The present invention relates to volume control of audio transducers in general, and more particularly, to a volume control circuit including a driver circuit for exciting an audio transducer with a pulse rate signal to render an audio signal at a desired volume and frequency corresponding to the pulse rate signal, and a control circuit selectively activated to pulse modulate the excitation of the audio transducer, thereby altering the volume of the audio signal rendered thereby.
The techniques of volume control are many and generally find application in general purpose radio receivers for altering the volume of the audio signal over the tunable frequency range thereof. General purpose radio receivers usually include sophisticated audio amplifier circuits for implementing two or four quadrant amplification. Typically, volume control is implemented by varying the gain of one or more of the amplifier stages.
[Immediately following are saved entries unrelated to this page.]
PR #719, opened 2018-10-02
relay: Export TCP connection's RemoteAddr with calls

prashantv:
This will be used internally to track connections with what they are
calling.

### DIFF
--- a/relay.go
+++ b/relay.go
@@ -184,10 +184,12 @@ type Relayer struct {
 	// It allows timer re-use, while allowing timers to be created and started separately.
 	timeouts *relayTimerPool
 
-	peers   *RootPeerList
-	conn    *Connection
-	logger  Logger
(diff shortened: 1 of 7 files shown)


relay.go
```diff
@@ -184,10 +184,12 @@ type Relayer struct {
...
 	timeouts *relayTimerPool
 
-	peers   *RootPeerList
-	conn    *Connection
-	logger  Logger
-	pending atomic.Uint32
+	peers      *RootPeerList
+	conn       *Connection
+	relayConn  *relay.Conn
+	remoteAddr string
```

This variable gain technique generally requires complicated hardware, and because the audio amplifiers are operating in the linear region, the technique requires a great deal of operating power.
For more special purpose radio receivers, like paging receivers, for example, the audio transducer is driven at one or more fixed frequencies, generally on the order of 2 Khz or so, to provide an audio alert to the user of an incoming page signal. The paging variety of receivers are, for the most part, portable and battery powered. Thus, the criteria for implementing a volume control in a paging receiver is quite different from that of a general purpose tunable audio band radio receiver. This criteria includes the ability to adjust the volume of the audio signal (1) to be heard by the user above the sounds of the surrounding environment, (2) to be aesthetically pleasing (e.g. not too loud and free of whistles and/or buzzes) to the user and others in the close proximity, and (3) to reduce the drain on the battery source when it approaches the end of its useful battery life.
Some present volume control techniques include varying the frequency of the audio drive signal, but this causes an undesirable change in audio frequency as well. Another technique involves a manually controlled, mechanically switched resistor in series with the audio transducer to switch in and out a current limiting load resistance, but since the mechanical switch is manually operated and must carry the drive current of the audio transducer, it must be of a high quality and thus, expensive and cannot be electronically operated. Yet another technique of volume control involves the pulse width modulation of the audio drive signal, but this technique introduces harmonics in the audio range which affects the total quality of the audio signal with buzzing and whistling, for example. The pulse width modulation technique also requires sophisticated circuitry which increases part count, battery drain and cost. Still another technique, described in the U.S. Pat. No. 4,382,251 issued to Fujisawa on May 3, 1983 and assigned to Casio Computer Co., involves AM variation of the tone frequency of the audio drive signal, which technique has been found suitable for the piezo-electric buzzer type audio transducers.
The present invention proposes to avoid the drawbacks of the above mentioned volume control techniques and provide an inexpensive, low current drain circuit for controlling volume over a multiple of volume levels without harmonic generation in the audio range.